Upper Mantle Heterogeneities of Japan

Some pieces of evidence suggesting the regional difference in seismic wave velocity and attenuation in the upper mantle beneath Japan were obtained in the 1930s (e.g., regional distribution of travel-time residuals; the absence of sScS phases near the epicenter of deep earthquakes). As early as 1918, K. Hasegawa reported that some earthquakes occurring on the Japan Sea side were felt only on the Pacific Ocean side.
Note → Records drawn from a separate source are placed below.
PR #2866, opened 2022-02-18
Add more pre-commit hooks

ktbarrett:
Adds clang-format, whitespace, and other pre-commit hooks, then removes those hooks from the github regression. I checked, a newline at the end of an svg document is permissible.


cmarqu:
I would prefer excluding the diagrams - I last edited them live at diagrams.net and saved/exported them to GitHub directly, without having a chance to add a final newline.

eric-wieser:
Just to check - are these "pre-commit" hooks still run by CI?

ktbarrett:
I addressed the SVGs.

ktbarrett:
@eric-wieser https://github.com/cocotb/cocotb/runs/5248845577?check_suite_focus=true#step:4:57

documentation/source/diagrams/xml/hal_cosimulation.xml
```diff
@@ -1 +1 @@
...
...47.132 Safari/537.36" type="device"><diagram>1Zhfb+I4EMA/DdLeQ1eQhLR9BArtSlepOrrq3qMvNsSSiZExBb59x8k4/8wG9gKU8gKe4InnN+OZsTv+aLF9VGQZP0vKRMfr0m3Hf+h4ntfvduHLSHaZ5Db0M8FccZqJeihYc8pWFZGWUmi+rAojmSQs0hXZTIqqsiWZM0cwjYhwpW+c6jiT3nlhIX9ifB7b1/TC++zJSu+sDspmZC30TSqCZ+bxglhdqd3+GNgoKUGN+bXYjpgwfKzpGZzJb57mi1QswYU0TwgQ9jsRa1yks+pNzDWbLklkxhtwWscfUrKKmdGBb3xnSjN04Z5FpCJcwSOTC6bVDv6CE/p3uAr0eM+GwKYA3QtRFpcg58sn6PB5rruwGX6g2fsR+OinT0UQWJObEFhMp0dwewUIbjBUGxHcng1B/woQ9PqHEUCCPBMCz42C6duPRweDkuuEos3+cB+UGRdiJIVU6QR/MhmNxiHIVzGhcoMT54pQDmAqfzSfU4C8r4G0fA7Fkp3XiqMbSq9spdtzHIeG5EU5HoHRxmgZY56qWnHE0lri+DT4+xThOA4vjLEWjt6xqc0/BcY7d1vHfAESwf9TBJV98Q0OXeKRRDHJtSLqdgwPP1/bYwSIfaBzQYxhre3wQsxdZYy2Lpcx2m6sVcl1e88B/JbJzfNzx2x+f0vA/gfFwcavmD0Dmy5zusH3S/K1LUlDS8MSOlAqpREJslrxCJiAeWr3C0RdO/jXDGDtZkgnwLVoeBh1zk01PvBCuVapZ0pe10TNmW1f0g3lclRMEA3eryhrhQQJlJCwrWYqIeLbXy4cMG2Kw0Qm8DVkW64NGRM65ncGBip+E7X/xcl2ERVOafJyOR0sx1Z4NFB8x4vksMQi61rnYUAH9TKfGYCzysfOmqI8ClCRX1eUWe0oSv2bG36cy/H2oORyxQg17p5sFGSNfY5v3hW4EayHT7ErbK9T8XZauC+xKwIH0WydRJrL5M/hnCFl2A6mDCcLoEvAcbtQmFNjAjUC1jUkgs8TwwWsgZLlD0354HCHNMAHC06pmTM8QXXJj6wNh8V9NwYnOS27PeXLTscyuQ4yh0/R5wITuDX3isAER9wvnI2MW3r/eXVPc5+BJbxcwMCwuNzNqllxC+6PPwA=</diagram></mxfile>
```
imphil, line 1: Add this file to the exclude list as well, please. (As a general rule: All auto-generated files should be excluded.)

imphil (approved):
LGTM, thanks!

I already see problems with users not being able to run clang-format, which seems to be a binary that gets downloaded on demand and built for Ubuntu 20.04, so it doesn't work on RHEL7 and similar distributions. But let's address that if it comes up.

documentation/source/diagrams/xml/hal_cosimulation.xml
ktbarrett: The other XMLs in the same directory have newlines already.

.pre-commit-config.yaml
```diff
@@ -24,10 +24,20 @@ repos:
...
+
+- repo: "https://github.com/pre-commit/pre-commit-hooks"
+  rev: "v4.1.0"
+  hooks:
+  - id: "trailing-whitespace"
+  - id: "mixed-line-ending"
+    args:
+    - "--fix=lf"
+  - id: "end-of-file-fixer"
+    exclude: "^documentation/source/diagrams/svg/"
```
ktbarrett, line 43:
```suggestion
    exclude: "^documentation/source/diagrams/(svg|xml)/"
```

ktbarrett:
> I already see problems with users not being able to run clang-format, which seems to be a binary that gets downloaded on demand and built for Ubuntu 20.04, so it doesn't work on RHEL7 and similar distributions

clang-format is a manylinux_2_17 wheel (equivalent to manylinux2014), which supports RHEL7, Ubuntu 16.04, Debian 8, and more.

imphil:
> clang-format is a manylinux_2_17 wheel (equivalent to manylinux2014), which supports RHEL7, Ubuntu 16.04, Debian 8, and more.

Ah nice, then I looked that up wrong. Great!

marlonjames (approved):

ktbarrett:
Rolled back the xml file change. After it passes I'll merge.

Issue #2843, opened 2022-01-28
Dropping support for mingw environments and compiler


ktbarrett:
This includes dropping official support and installation instructions for anaconda + mingw and the msys2 and mingw32/64 environment. 

## Rationale
These environments have been broken a lot recently. We have fed issues upstream and the issues have not been resolved. And basic functionality in that environment has always been a little broken: virtualenv support is broken which requires user add the `--no-build-isolation` flag; and their Python configuration for finding libpython was also always a little broken. Despite this, CI works fine, which is a false flag.

## Actions
With #2634 coming in, we can recommend on Windows one of two paths:
1. anaconda or python.org installer + Visual Studio as a compiler + python test runner
2. WSL

- [ ] Change the installation instructions in the documentation
- [ ] Add existing installation instructions for these environments to the Wiki for posterity and mark them as "UNSUPPORTED".
- [ ] Add a warning to the documentation we are dropping support.
- [ ] Add a warning to the build script that GCC compilations on Windows are not officially supported.
- [ ] Close any new or outstanding issues or PRs for msys2 or mingw environments.

ktbarrett:
The mingw compiler does "just work" in anaconda. The only issue is that you can't select the mingw compiler if visual studio is available, but ultimately that shouldn't matter. There is a path forward for mingw environments and those instructions are already in the "tier 2 installation instructions" section. I don't think there is really anything to be done here.

We should start recommending WSL instead of mingw on Windows. Perhaps a blurb in the documentation to that end?

imphil:
mingw-env tests are removed from CI in https://github.com/cocotb/cocotb/pull/2964.

umarcor:
VSCode + `Remote - Containers` + `gcr.io/hdl-containers/sim/osvb` is also an interesting alternative on Windows (equivalent to the Gitpod badge).

themperek:
It seems to be working (for now) https://github.com/cocotb/cocotb/pull/3706

PR #2867, opened 2022-02-18
Suggest user to use WSL in Windows instructions

ktbarrett:
Addresses some of #2843. This follows what we decided in the last meeting.

The second part of the instructions which recommend Conda + mingw compiler will be replaced with python.org installer once we have wheels and are happy with the python runner.

### DIFF
--- a/documentation/source/install.rst
+++ b/documentation/source/install.rst
@@ -34,8 +34,11 @@ The installation instructions vary depending on your operating system:
 
    .. group-tab:: Windows
 
-      `Conda <https://conda.io/>`_ is an open-source package and environment management system that we recommend for Windows.
+      We recommend users who are comfortable with a Unix shell and who are running Windows 10 or 11 use Windows Subsytem for Linux (WSL).
+      See `here <https://docs.microsoft.com/en-us/windows/wsl/install>`_ for installation instructions of WSL,
+      then follow the Linux installation instructions for cocotb.
 
+      `Conda <https://conda.io/>`_ is an open-source package and environment management system that we recommend for users who are more comfortable with Windows.
       Download and install `Miniconda <https://docs.conda.io/en/latest/miniconda.html>`_ from https://conda.io/.
       From an Anaconda Prompt, use the following line to install a compiler (GCC or Clang) and GNU Make:
 
--- a/documentation/source/install.rst
+++ b/documentation/source/install.rst
@@ -37,7 +37,7 @@ The installation instructions vary depending on your operating system:
       We recommend users who are running Windows and who are more comfortable with a Unix shell,
       or who have legacy Makefile-based projects,
       to use Windows Subsystem for Linux (WSL).
-      After installing WSL or a Virtual Machine and a supported Linux distribution, follow the Linux installation instructions for cocotb.
+      After installing WSL and a supported Linux distribution, follow the Linux installation instructions for cocotb.
 
       `Conda <https://conda.io/>`_ is an open-source package and environment management system that we recommend for users who are more comfortable with native Windows development.
       Download and install `Miniconda <https://docs.conda.io/en/latest/miniconda.html>`_ from https://conda.io/.
--- a/documentation/source/install.rst
+++ b/documentation/source/install.rst
@@ -34,8 +34,9 @@ The installation instructions vary depending on your operating system:
 
    .. group-tab:: Windows
 
-      We recommend users who are running Windows, and who are more comfortable with a Unix shell or who have legacy Makefile-based projects,
-      to use either Windows Subsystem for Linux (WSL) or a Virtual Machine, such as Oracle VirtualBox.
+      We recommend users who are running Windows and who are more comfortable with a Unix shell,
+      or who have legacy Makefile-based projects,
+      to use Windows Subsystem for Linux (WSL).
       After installing WSL or a Virtual Machine and a supported Linux distribution, follow the Linux installation instructions for cocotb.
 
       `Conda <https://conda.io/>`_ is an open-source package and environment management system that we recommend for users who are more comfortable with native Windows development.
--- a/documentation/source/install.rst
+++ b/documentation/source/install.rst
@@ -34,11 +34,11 @@ The installation instructions vary depending on your operating system:
 
    .. group-tab:: Windows
 
-      We recommend users who are comfortable with a Unix shell and who are running Windows 10 or 11 use Windows Subsystem for Linux (WSL).
-      See `here <https://docs.microsoft.com/en-us/windows/wsl/install>`_ for instructions on installing WSL,
-      then follow the Linux installation instructions for cocotb.
+      We recommend users who are running Windows, and who are more comfortable with a Unix shell or who have legacy Makefile-based projects,
+      to use either Windows Subsystem for Linux (WSL) or a Virtual Machine, such as Oracle VirtualBox.
+      After installing WSL or a Virtual Machine and a supported Linux distribution, follow the Linux installation instructions for cocotb.
 
-      `Conda <https://conda.io/>`_ is an open-source package and environment management system that we recommend for users who are more comfortable with Windows.
+      `Conda <https://conda.io/>`_ is an open-source package and environment management system that we recommend for users who are more comfortable with native Windows development.
       Download and install `Miniconda <https://docs.conda.io/en/latest/miniconda.html>`_ from https://conda.io/.
       From an Anaconda Prompt, use the following line to install a compiler (GCC or Clang) and GNU Make:
 
--- a/documentation/source/install.rst
+++ b/documentation/source/install.rst
@@ -34,8 +34,8 @@ The installation instructions vary depending on your operating system:
 
    .. group-tab:: Windows
 
-      We recommend users who are comfortable with a Unix shell and who are running Windows 10 or 11 use Windows Subsytem for Linux (WSL).
-      See `here <https://docs.microsoft.com/en-us/windows/wsl/install>`_ for installation instructions of WSL,
+      We recommend users who are comfortable with a Unix shell and who are running Windows 10 or 11 use Windows Subsystem for Linux (WSL).
+      See `here <https://docs.microsoft.com/en-us/windows/wsl/install>`_ for instructions on installing WSL,
       then follow the Linux installation instructions for cocotb.
 
       `Conda <https://conda.io/>`_ is an open-source package and environment management system that we recommend for users who are more comfortable with Windows.


documentation/source/install.rst
```diff
@@ -34,8 +34,11 @@ The installation instructions vary depending on your operating system:
 
    .. group-tab:: Windows
 
-      `Conda <https://conda.io/>`_ is an open-source package and environment management system that we recommend for Windows.
+      We recommend users who are comfortable with a Unix shell and who are running Windows 10 or 11 use Windows Subsytem for Linux (WSL).
+      See `here <https://docs.microsoft.com/en-us/windows/wsl/install>`_ for installation instructions of WSL,
+      then follow the Linux installation instructions for cocotb.
```
marlonjames, line 39:
```suggestion
      We recommend users who are comfortable with a Unix shell and who are running Windows 10 or 11 use Windows Subsystem for Linux (WSL).
      See `here <https://docs.microsoft.com/en-us/windows/wsl/install>`_ instructions on installing WSL,
      then follow the Linux installation instructions for cocotb.
```

marlonjames (approved):

documentation/source/install.rst
marlonjames: hah, yeah

ktbarrett:
> What's the simulator story there?

I presume you are concerned about GUI features? There are two possibilities. Windows 11 has WSLg, which is builtin GUI support with WSL, but it's pretty bad compared to the alternative right now. Alternatives are X servers for Windows, of which there are a couple. I use VcXsrv. That works flawlessly from what I can tell.

marlonjames:
I use WSL on Windows 10 for iverilog, GHDL, and Verilator. But those are non-GUI.

I have successfully used Aldec Active-HDL with both system Python and conda on Windows 7 and 10.

ktbarrett:
The thought is on Windows to recommend one of 2 solutions.
1. Use WSL is you are comfortable with a Unix shell *instead of* mingw, msys, cygwin, etc, etc, etc.
2. Use Anaconda + mingw/msvc if you are comfortable with Windows.

Right now we have no Tier 1 supported recommendation for point 1 since most alternative Unix subsystems are broken or hokey. This PR is adding an official recommendation for point 1 to use WSL, implying that other Unix subsystems are not recommended. The recommendation for point 2 will stay the same for now. The recommendation for point 2 will change in the future to system Python installation + pre-built wheel, so no need for a compiler + Python runner, so no need for make. The anaconda solution will be relegated to Tier 2 and installation instructions moved to the Wiki.

The end result is something that Windows people will love and Linux people who are forced to use Windows will love.

imphil:
I have a hard time seeing the user base for WSL: Windows users who are familiar with Linux, don't want to use a proprietary simulator, and don't want to use a full Linux in a VirtualBox or HyperV VM?

Or in other words: Given the support matrix for proprietary simulators I don't think "being comfortable with Unix: yes/no" is the right decision criteria. It's more: do you want to use a proprietary simulator: yes/no? And then the rest falls into place.

Looking at our user survey two years ago, the majority of Windows users are using Aldec or Mentor simulators. 

Given the really limited amount of resources we have available for Windows support: How about just dropping WSL and providing a single Tier 1 solution that works on Windows together with proprietary simulators? And I agree, system python + wheels seems right now the best solution, and is very close to becoming a reality.

And if users want an easy Linux "apt-get install icarus gtkwave; pip install cocotb; make my_test; gtkwave *.fst" experience, just use a Ubuntu VM.

ktbarrett:
> Given the support matrix for proprietary simulators

I'm not sure where you are getting this from? They all work on WSL. GUI stuff requires extra effort, but it's not difficult, or really our responsibility. There are a million medium articles on setting up an X server for WSL. There are also advantages of WSL that are not available to a VM. I haven't tried it, but it is theoretically possible to program a board from WSL.

> Given the really limited amount of resources we have available for Windows support: How about just dropping WSL

WSL requires no additional support from us.

I think you are missing the point. We need to recommend _something_ for users who are forced to use Windows (common) and would prefer a Unix environment (possible) or have legacy makefile-based projects (possible) or they will pick the _something_ and inevitably come bothering us about it when it doesn't work. Recommending WSL is a solution, recommending a VM is also a solution, but a less ideal one for people doing EDA IMO.

gretzteam:
I have been using cocotb on wsl with xcelium for about 2 years. I beleive this is the best setup for windows users. Setting up the gui is trivial which is only really needed for the waveform viewer. Everything else is done through the fantastic vscode with wsl extension.
This setup allows you to use windows for day to day task (if you click on a xls file it opens it in excel, not libreoffice.😉). At the same time you have a full blown Linux dev machine.
I highly recommend it.

imphil:
> I have been using cocotb on wsl with xcelium for about 2 years.

And I assume you're using the Linux version of Xcelium installed into WSL?

gretzteam:
> > I have been using cocotb on wsl with xcelium for about 2 years.
> 
> And I assume you're using the Linux version of Xcelium installed into WSL?

Yes. I would actually do the same for any simulator as it's just easier to install in Linux. Verilator, icarus...even python. 
Then Linux stuff runs on Linux and you use windows for interacting with the computer. Where you draw the line is up to the user.

ktbarrett:
Another justification for recommending something over not recommending anything https://gitter.im/cocotb/Lobby?at=621cb0ffc61ef0178e4df216.

cmarqu (approved):

documentation/source/install.rst
```diff
@@ -34,8 +34,11 @@ The installation instructions vary depending on your operating system:
 
    .. group-tab:: Windows
 
-      `Conda <https://conda.io/>`_ is an open-source package and environment management system that we recommend for Windows.
+      We recommend users who are comfortable with a Unix shell and who are running Windows 10 or 11 use Windows Subsystem for Linux (WSL).
+      See `here <https://docs.microsoft.com/en-us/windows/wsl/install>`_ for instructions on installing WSL,
+      then follow the Linux installation instructions for cocotb.
```
ktbarrett, line 39: @imphil Is this any better?

```suggestion
      We recommend users who are running Windows, and who are more comfortable with a Unix shell or who have legacy Makefile-based projects
      to use either Windows Subsystem for Linux (WSL) or a Virtual Machine, such as Oracle VirtualBox.
      After installing WSL or a Virtual Machine and a supported Linux distribution, follow the Linux installation instructions for cocotb.
```

documentation/source/install.rst
```diff
@@ -34,8 +34,11 @@ The installation instructions vary depending on your operating system:
...
 
+      `Conda <https://conda.io/>`_ is an open-source package and environment management system that we recommend for users who are more comfortable with Windows.
```
ktbarrett, line 41:
```suggestion
      `Conda <https://conda.io/>`_ is an open-source package and environment management system that we recommend for users who are more comfortable with native Windows development.
```

umarcor:
For GUIs on Windows (either on WSL or using containers) check [x11docker](https://github.com/mviereck/x11docker/) and [runx](https://github.com/mviereck/runx). See https://hdl.github.io/containers/ug/GUI.html.

Alternatively, as explained in https://github.com/ghdl/docker/blob/master/USE_CASES.md#environments-with-guis GTKWave can use GTK3's Broadway feature and be used through a browser. Container `ghdl/ext:broadway` includes the following script: https://github.com/ghdl/docker/blob/master/broadway.sh. Note that some builds of GTKWave use GTK2; this needs GTK3.

VSCode's Docker tab allows automating the options to start containers with x11docker or with predefined ports bind to the host.

umarcor:
> it is theoretically possible to program a board from WSL since you have direct access to Windows devices.

@ktbarrett that works for UART/COM and disk drives only, not for FPGAs (libusb, FTDI, etc.). In order to program FPGAs from a container (say HyperV, say WSL2), USB/IP is required. See https://hdl.github.io/containers/ug/USBIP.html.

documentation/source/install.rst
```diff
@@ -34,8 +34,11 @@ The installation instructions vary depending on your operating system:
 
    .. group-tab:: Windows
 
-      `Conda <https://conda.io/>`_ is an open-source package and environment management system that we recommend for Windows.
+      We recommend users who are running Windows, and who are more comfortable with a Unix shell or who have legacy Makefile-based projects,
+      to use either Windows Subsystem for Linux (WSL) or a Virtual Machine, such as Oracle VirtualBox.
```
ktbarrett, line 38:
```suggestion
      We recommend users who are running Windows and who are more comfortable with a Unix shell or who have legacy Makefile-based projects to use either Windows Subsystem for Linux (WSL) or a Virtual Machine such as Oracle VirtualBox.
```
Better grammar I think? @cmarqu

ktbarrett:
@umarcor What are the differences between using runx or x11docker and running an X11 server and configuring your `DISPLAY`?

> that works for UART/COM and disk drives only

That's a shame.

ktbarrett:
Should we point to a Wiki page which contains more in-depth living documentation on setting up WSL2 for cocotb's use?

umarcor:
> What are the differences between using runx or x11docker and running an X11 server and configuring your `DISPLAY`?

x11docker is a 10kLOC bash script to automate running the server and passing ports/sockets/files to the container. It's essentially the same. However, x11docker includes multiple security and performance related features. It applies sane options to prevent the server being accessed by any other than the intended container, it supports xpra/wayland/others, window or desktop mode, etc. I strongly recommend to read the two page paper and the wiki.

Disclaimer: I triggered the author to support windows and I helped him test with MSYS2, cygwin, WSL, xming, vcxsrv... Then, runx was split from x11docker, which I also helped test.

documentation/source/install.rst
cmarqu: Uh, not sure really... based on feeling I might even add a comma before the "or who have".

documentation/source/install.rst
```diff
@@ -34,8 +34,12 @@ The installation instructions vary depending on your operating system:
 
    .. group-tab:: Windows
 
-      `Conda <https://conda.io/>`_ is an open-source package and environment management system that we recommend for Windows.
+      We recommend users who are running Windows and who are more comfortable with a Unix shell,
+      or who have legacy Makefile-based projects,
+      to use Windows Subsystem for Linux (WSL).
+      After installing WSL or a Virtual Machine and a supported Linux distribution, follow the Linux installation instructions for cocotb.
```
ktbarrett, line 40:
```suggestion
      After installing WSL and a supported Linux distribution, follow the Linux installation instructions for cocotb.
```

PR #2879, opened 2022-02-26
Remove 3.6 support

### LINKED ISSUE #2844: Drop Python 3.6 support
Python 3.6 is EOL as of the end of 2021. 1.7 should be the last release to support Python 3.6. It might be a good idea to evaluate what can be changed by dropping 3.6. One thing I know about is OrderedDict in the compat layer (still needs to stay in the scheduler).

ktbarrett:
Closes #2844.

* removes Python 3.6 from supported version list
* trusts pip to error on unsupported Python version file in setup.py
* removes 3.6 from regressions
* runs `pyupgrade --py37-plus` on all python files (besides cocotb/_vendor)
* removes _py_compat library as all components were for <3.7 support


cmarqu:
There is another mention of "3.6+" in the `README.md` (that I had forgotten to change last time).

ktbarrett:
And the private CI apparently... it's still running 3.6.

imphil (changes requested):
Let's sort if we really *need* to drop Python 3.6 in https://github.com/cocotb/cocotb/issues/2844.

PR #3023, opened 2022-07-07
Removal of COCOTB_UNUSED 

### LINKED ISSUE #2313: Cleanup COCOTB_UNUSED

This strange phenomenon (abnormal distribution of seismic intensities) was studied in detail by T.

Ishikawa and others between 1926 and 1933. Katsumata (1960) remarked that the seismic waves passing through the seismogenic parts of the earth travel faster with less attenuation than the waves traveling through the aseismic parts.
Japanese Arc and the backarc Sea of Japan
Japanese Arc and the backarc Sea of Japan
In 1966, Utsu systematically studied the seismic intensity distributions for deep and shallow earthquakes around Japan and concluded that the Q contrast between deep seismic zone and the aseismic upper mantle beneath Japan reaches 10 times or more. He also obtained a 5% difference in velocities of both P and S waves. For more details on the heterogeneous structure of the island arcs of Japan, see a review paper by Utsu (1971).